- **TASK DESCRIPTION**: Below are some records. Reproduce them exactly from their first line through the line with "PR #465, opened 2016-04-05", inclusive.

BEGIN DATASET

PR #454, opened 2016-03-07
ocl: fix rgba access stride issue in blend kernel

dspmeng:
each work item reads 2x2 rgba pixels, so both x and y access stride of read_image should be 2.


xuguangxin:
+1

xuguangxin:
merged as 684272026f5533300efc02e77ec125b945965c22

PR #456, opened 2016-03-15
ocl: cache cl kernel objects within ocl vpp handlers

dspmeng:
each ocl vpp handler will cache cl kernel objects after creating them, to avoid find from kernel map every frame.


xuguangxin:
great! +1

PR #462, opened 2016-03-24
testscripts: support all encoder unit test

clearlylin:


xuguangxin:
is it possible to update unit_test.sh instead of create new one?

clearlylin:
It can replace the old one.

xuguangxin:
I mean,could we just send a pull request to replace old unit test using this one?

seanvk:
Testscripts have moved to libyami-utils project.

PR #465, opened 2016-04-05
decoder/vaapidecoder_h265: split annexb and is_nalff in h265

popkartyeah:
add the is_nalff mode in vaapidecoder_h265.cpp to support decode the mp4 media file.

Signed-off-by: Yun Zhou <yunx.z.zhou@intel.com>


xuguangxin:
hi  : 
Since we have changed license form LGPL to Apache v2. Could you resubmit patch to apache branch ? thanks.

PR #466, opened 2016-04-06
encoder/vp8: fix small resolution video encoding bug

clearlylin:
When the resolution of video is very small, the size of vp8 header
maybe be larger than the body so that m_maxCodedbufSize is less than
the size of actual output of buffer.

### DIFF
--- a/encoder/vaapiencoder_vp8.cpp
+++ b/encoder/vaapiencoder_vp8.cpp
@@ -78,6 +78,9 @@ void VaapiEncoderVP8::resetParams()
 {
     //5 times compress ratio
     m_maxCodedbufSize = width() * height() * 3 / 2;
+    //when the resolution of video is very small, maybe the size of header is bigger than the body.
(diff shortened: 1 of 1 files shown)


encoder/vaapiencoder_vp8.cpp
```diff
@@ -77,7 +77,7 @@ Encode_Status VaapiEncoderVP8::getMaxOutSize(uint32_t *maxSize)
 void VaapiEncoderVP8::resetParams()
 {
     //5 times compress ratio
-    m_maxCodedbufSize = width() * height() * 3 / 2;
+    m_maxCodedbufSize = width() * height() * 3 / 2 + 0x1000;
```
xuguangxin: could we add some comments for this?

xuguangxin:
hi  : 
Since we have changed license form LGPL to Apache v2. could you resubmit patch to apache branch ? thanks.

PR #772, opened 2022-10-31
[llvm] Add utility functions to split and merge benchmarks.

ChrisCummins:
This adds three new utility functions for constructing LLVM benchmarks:

```py
def make_benchmark_from_source(
    source: str,
    copt: Optional[List[str]] = None,
    lang: str = "c++",
    system_includes: bool = True,
    timeout: int = 600,
) -> Benchmark:
    ...

def split_benchmark_by_function(
    benchmark: Benchmark, timeout: float = 300
) -> List[Benchmark]:
    ...

def merge_benchmarks(
    benchmarks: List[Benchmark], timeout: float = 300
) -> Benchmark:
   ...
```

Credit to @hughleat for `llvm-extract-one`, an extension of LLVM's `llvm-extract` that enables functions to be extracted by an integer index rather than by name. This enables extracting anonymous functions.

## Todo before land

- [x] Merge #767 and rebase on v0.2.5 (no conflicts).
- [x] Confirm CMake + bazel builds succeed.
- [x] Add test coverage for the two new functions.

### DIFF
--- a/compiler_gym/envs/llvm/llvm_benchmark.py
+++ b/compiler_gym/envs/llvm/llvm_benchmark.py
@@ -10,6 +10,7 @@ import subprocess
 import sys
 import tempfile
 from concurrent.futures import as_completed
+from copy import deepcopy
 from datetime import datetime
 from functools import lru_cache
 from pathlib import Path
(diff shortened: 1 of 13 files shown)


compiler_gym/envs/llvm/llvm_benchmark.py
```diff
@@ -422,3 +423,80 @@ def _add_path(path: Path):
...
+                f"{stderr.decode('utf-8')}"
+            )
+    number_of_functions = int(stdout.decode("utf-8"))
+    if number_of_functions <= 0:
+        raise ValueError("No functions found!")
+
+    # Iterate over the number of functions, extracting each one in turn.
+    split_benchmarks: List[Benchmark] = []
+    for i in range(number_of_functions):
+        with Popen(
```
kevinleestone, line 575: I think you are missing `stdout=subprocess.PIPE, stderr=subprocess.PIPE, stdin=subprocess.PIPE`

compiler_gym/envs/llvm/llvm_benchmark.py
```diff
@@ -422,3 +423,80 @@ def _add_path(path: Path):
...
     uri = f"benchmark://user-v0/{timestamp}-{random.randrange(16**4):04x}"
     return Benchmark.from_file_contents(uri, bitcode)
+
+
+def split_benchmark_by_function(
+    benchmark: Benchmark, timeout_seconds: float = 300
+) -> List[Benchmark]:
+    """Split a benchmark into a list of benchmarks, one per function."""
+    original_uri = deepcopy(benchmark.uri)
+    original_bitcode = benchmark.proto.file.contents
```
kevinleestone: At least for me this needed to be `original_bitcode = benchmark.proto.program.contents`

compiler_gym/envs/llvm/llvm_benchmark.py
ChrisCummins: Good catch thanks!

kevinleestone (approved):
Thank you for your work on this. This LGTM.

PR #830, opened 2024-05-29
[Inst2vec] add string_of_items to fix inst2vec_preprocess.py

Panhaolin2001:
There is an error when set " observation_space='Inst2vec' ":
`NameError: name 'string_of_items' is not defined`


ChrisCummins:
LGTM, thank you for the patch @Panhaolin2001! Not sure how this slipped through.

Cheers,
Chris

PR #832, opened 2024-10-09
Bumbing http-cache-semantics to 4.1.1 to fix cve

gmatuz:
Fixes DoS issues from http-cache-semantics dependency version 4.1.0 by bumping to 4.1.1
[https://github.com/advisories/GHSA-rc47-6667-2j5j](https://github.com/advisories/GHSA-rc47-6667-2j5j)

Most of the dependencies are quite outdated but currently runs under node 13 with `npm ci` I tried to change as little as necessary

Does not work on more recent node version since py-gyp won't build probaby because the py-gyp is not maintained anymore

### DIFF
--- a/www/frontends/compiler_gym/package-lock.json
+++ b/www/frontends/compiler_gym/package-lock.json
@@ -8775,9 +8775,9 @@
       }
     },
     "node_modules/http-cache-semantics": {
-      "version": "4.1.0",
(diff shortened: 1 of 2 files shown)


ChrisCummins (approved):
LGTM, thank you for the contribution @gmatuz!

Cheers,
Chris

PR #2034, opened 2016-05-04
Fixes linter errors

anselmbradford:
## Changes

- Fixes linter errors and warnings

## Testing

- `gulp lint` should have no errors.

## Review

- @jimmynotjim 
- @sebworks

### DIFF
--- a/cfgov/unprocessed/js/molecules/Multiselect.js
+++ b/cfgov/unprocessed/js/molecules/Multiselect.js
@@ -107,7 +107,7 @@ function Multiselect( element ) { // eslint-disable-line max-statements, inline-
     for ( var i = 0, len = list.length; i < len; i++ ) {
       item = list[i];
 
-      // If the value isn't valid kill the script and propt the developer
+      // If the value isn't valid kill the script and prompt the developer.
       if ( !strings.stringValid( item.value ) ) {
         console.log( '\'' + item.value + '\' is not a valid value' );
 
@@ -241,8 +241,8 @@ function Multiselect( element ) { // eslint-disable-line max-statements, inline-
    * @param   {string} value The value of the option the user has chosen
    */
   function _updateSelections( value ) {
-    var optionIndex
-      = arrayHelpers.indexOfObject( _optionsData, 'value', value );
+    var optionIndex =
+      arrayHelpers.indexOfObject( _optionsData, 'value', value );
     var option = _optionsData[optionIndex] || _optionsData[_index];
 
     if ( option ) {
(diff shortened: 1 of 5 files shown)


cfgov/unprocessed/js/molecules/Multiselect.js
```diff
@@ -107,7 +107,7 @@ function Multiselect( element ) { // eslint-disable-line max-statements, inline-
     for ( var i = 0, len = list.length; i < len; i++ ) {
       item = list[i];
 
-      // If the value isn't valid kill the script and propt the developer
+      // If the value isn't valid kill the script and prompt the developer.
       if ( !strings.stringValid( item.value ) ) {
         console.log( '\'' + item.value + '\' is not a valid value' );
```
anselmbradford: This should probably throw an error instead of a console log.

sebworks: Can we change the name from `strings` to `stringHelpers`?

anselmbradford: Sounds good to me.

sebworks:
👍

cfgov/unprocessed/js/molecules/Multiselect.js
jimmynotjim: NOOOOO! The problem was that errors were stopping all JS on the page, which is why the checker was added in the first place.

test/browser_tests/spec_suites/organisms/mega-menu.js
```diff
@@ -52,7 +52,8 @@ describe( 'MegaMenu', function() {
         } );
       } );
 
-      describe( 'when mouse moves from one link to another after a delay', function() {
+      describe( 'when mouse moves from one link ' +
```
jimmynotjim: Why break a text string up instead of breaking on the comma?

cfgov/unprocessed/js/molecules/Multiselect.js
anselmbradford: Why are these errors showing up again? Shouldn't they be fixed at the source? This relies on the developer actually checking the console, which isn't guaranteed. `console.log` shouldn't be in production code in my opinion. If it should gracefully fail what about throwing an error and handling the error in a `try… catch` block where that error would matter.

test/browser_tests/spec_suites/organisms/mega-menu.js
anselmbradford: Breaking on the comma requires indenting the whole block differently because a function follows the comma, whereas breaking the string handles the line length without further changes to indent. If indenting the block is preferable though, I'm fine with it either way.

PR #2039, opened 2016-05-04
Removes validators complexity warning

anselmbradford:
## Changes

- Creates private `_checkableInput()` method that both `checkbox()` and `radio()` share. This removes the public exposure of the `type` parameter, since it would have been possible to call `checkbox()` and pass in a type that was neither `checkbox` nor `radio`. Also moves variable default checks to the top of the method.
- Minor updates to jsdocs to add trailing periods, further explain return type, and adjust line lengths.

## Testing

- Not 100% sure where this is used, but the `validators-spec.js` should pass with `gulp test:unit`.
- `gulp lint` should no longer have a complexity warning for `validators.checkbox()` method.

## Review

- @jimmynotjim 
- @sebworks


jimmynotjim:
It's used in the FilterableControls 👍 on the fix

PR #2040, opened 2016-05-04
Removes dom-traverse complexity warning

anselmbradford:
## Changes

- Moves prefixed matches() method lookup to private `_getMatchesMethod`.
- Adds inline if statement brackets to satisfy Code Climate.

## Testing

- `gulp lint` should not show a complexity warning for `dom-traverse.js`.

## Review

- @sebworks 
- @jimmynotjim


jimmynotjim:
👍

sebworks:
👍

PR #2042, opened 2016-05-04
Adds aria-pressed to primary flyout menu trigger

anselmbradford:
## Changes

- Adds aria-pressed to primary flyout menu trigger to prepare expandables to share transition code.

## Testing

- `gulp test:unit` should pass.
- When inspecting mega menu hamburger menu at mobile, the trigger to show/hide the menu should toggle `aria-pressed` from false to true. The submenu links should as well. The back button _should not_, but maybe it should also? It's not clearly a toggle, but neither are the submenu links.

## Review

- @jimmynotjim 
- @sebworks


jimmynotjim:
👍

sebworks:
👍

PR #2047, opened 2016-05-05
Adds print styles for major site features that aren't print applicable

anselmbradford:
## Additions

- Adds print styles for major site features that aren't print applicable.
- Moves the logo on print so it is aligned correctly.
- Adds missing topdoc EOF comments.

## Testing

- `gulp build` visit the homepage and go to File > Print and look at the preview. Should not include the mega menu, search, hero, social media icons, banner and footer buttons, or gaps for images that are background images.
- Check /about-us/careers/application-process/ for the hidden breadcrumbs and secondary nav too.

## Review

- @jimmynotjim 
- @sebworks 
- @schaferjh 

## Screenshots

screen shot 2016-05-05 at 12 48 32 pm

## Todos

- Heros in CF need print styles added to hide areas where background images appear.

### DIFF
--- a/CHANGELOG.md
+++ b/CHANGELOG.md
@@ -16,6 +16,8 @@ Given the `MAJOR.MINOR.PATCH` pattern, here is how we decide to increment:
 ## Unreleased
 
 ### Added
+- Frontend: Added print styles to hide major site features that aren't
+  print applicable.
 
 ### Changed
 
--- a/cfgov/unprocessed/css/breadcrumbs.less
+++ b/cfgov/unprocessed/css/breadcrumbs.less
@@ -27,3 +27,10 @@
         }
     }
 }
+
+// Hide on print.
+.respond-to-print( {
+    .breadcrumbs {
+        display: none;
+    }
+} );
--- a/cfgov/unprocessed/css/molecules/call-to-action.less
+++ b/cfgov/unprocessed/css/molecules/call-to-action.less
@@ -33,7 +33,6 @@
     }
 }
 
-
 /* topdoc
     name: EOF
     eof: true
--- a/cfgov/unprocessed/css/molecules/featured-menu-content.less
+++ b/cfgov/unprocessed/css/molecules/featured-menu-content.less
@@ -77,7 +77,6 @@
     } );
 }
 
-
 /* topdoc
     name: EOF
     eof: true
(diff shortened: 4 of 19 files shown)


jimmynotjim:
Any idea why it might look like it's also getting small screen style?

screen shot 2016-05-05 at 1 29 13 pm

anselmbradford:
> Any idea why it might look like it's also getting small screen style?

Because of the width of a piece of paper (minus margin) and printing resolution I assume. 8" x 72dpi = 576px

schaferjh:
> Because of the width of a piece of paper (minus margin) and printing resolution I assume. 8" x 72dpi = 576px

Is that an assumption all printers will make? We're going to confuse people who go to print a page from their spacious desktop browser window and see everything reformatted on the printed page. 

I'm fine going with this for now because in the current situation the mobile menu flyout makes printing almost un-usuable, but I don't think this can be the long term fix if it reformats all pages like this.

jimmynotjim:
@anselmbradford how'd you get it to show correctly for you?

anselmbradford:
To be honest I haven't printed a page in a long time, so this would require some research, but the page size can be set with the `@page` rule, like:

```
@page {
  size: 17in 22in;
}
```

Which at 72dpi fit to 8.5 x 11 would print the page at 144dpi at 8.5 x 11 and look like:

screen shot 2016-05-06 at 5 57 42 pm

However, I'm pretty sure setting that is *not* a best practice unless the printing environment is known and controlled. The resolution can be set on the printer or even on the display (72dpi or 96dpi), so a set value for the page size would not be guaranteed to come out as expected. Visit another responsive site like cnn.com and you'll see that the print preview is the mobile view as well. Do any of you have a printer where you can experiment with setting the resolution higher and seeing that you're getting a desktop version of the site?

jimmynotjim:
Hmm, wonder if we can control the ppi vs the dpi. Pixels do not have to match dots when printing. I'll try playing with this tomorrow.

KimberlyMunoz:
Mine looks similar to Ans's first screenshot and isn't too bad on the blog pages where the content is less graphics-based than the homepage.

jimmynotjim:
Must be some odd setting on this machine. 👍 based on Kim's comment

anselmbradford:
Okay, I'll merge and we can investigate further if @schaferjh's stakeholder contacts aren't happy with the way it's printing on their printers.

sebworks:
👍

PR #2048, opened 2016-05-05
Bad zips should return 400 error

rosskarchner:
This one is pretty subtle.

The old behavior was, we were raising an Exception, and letting Django sort out the rest. This meant, in production, a 500 error. My main concern is that this was polluting the 'Error' rate in New Relic.

Also, I did some reading, and it seems like HTTP 400 is a more appropriate response.

So, when DEBUG is False, we now return a simple failure message with HTTP status 400. We may wish to create a full-fledged error template for 400, like we do 404 and 500-- but users of the /find-a-housing-counselor/ tool will never get this far, so I'm confident the error will mostly be seen by bots.

## Testing

- Hit /save-hud-counselors-list/?zip=9021 and note the exception message you get
- temporarily set DEBUG to False in cfgov/settings/local.py
- Hit /save-hud-counselors-list/?zip=9021 and note the new error message
- If you want to get really fancy, use curl and see the HTTP status:

`curl -I http://localhost:8000/save-hud-counselors-list/?zip=9021`

should look something like this:

```
HTTP/1.0 400 BAD REQUEST
Date: Thu, 05 May 2016 16:50:36 GMT
Server: WSGIServer/0.1 Python/2.7.11
X-Frame-Options: SAMEORIGIN
Content-Type: text/html; charset=utf-8
```

## Review

- @kurtw @kave @richaagarwal 

## Checklist

### DIFF
--- a/cfgov/legacy/views.py
+++ b/cfgov/legacy/views.py
@@ -34,7 +34,7 @@ class HousingCounselorPDFView(PDFGeneratorView):
             url = '%s://%s/%s' % (request.scheme, 'localhost', api_url)
             return url
         else:
-            raise InvalidZipException(form.errors)
+            raise InvalidZipException(form.errors['zip'].as_text())
 
     def get(self, request):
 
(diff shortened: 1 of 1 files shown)


richaagarwal:
Nice 👍

kurtw:
👍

END DATASET

- **SOLUTION TO THE PROBLEM**:
PR #454, opened 2016-03-07
ocl: fix rgba access stride issue in blend kernel

dspmeng:
each work item reads 2x2 rgba pixels, so both x and y access stride of read_image should be 2.


xuguangxin:
+1

xuguangxin:
merged as 684272026f5533300efc02e77ec125b945965c22

PR #456, opened 2016-03-15
ocl: cache cl kernel objects within ocl vpp handlers

dspmeng:
each ocl vpp handler will cache cl kernel objects after creating them, to avoid find from kernel map every frame.


xuguangxin:
great! +1

PR #462, opened 2016-03-24
testscripts: support all encoder unit test

clearlylin:


xuguangxin:
is it possible to update unit_test.sh instead of create new one?

clearlylin:
It can replace the old one.

xuguangxin:
I mean,could we just send a pull request to replace old unit test using this one?

seanvk:
Testscripts have moved to libyami-utils project.

PR #465, opened 2016-04-05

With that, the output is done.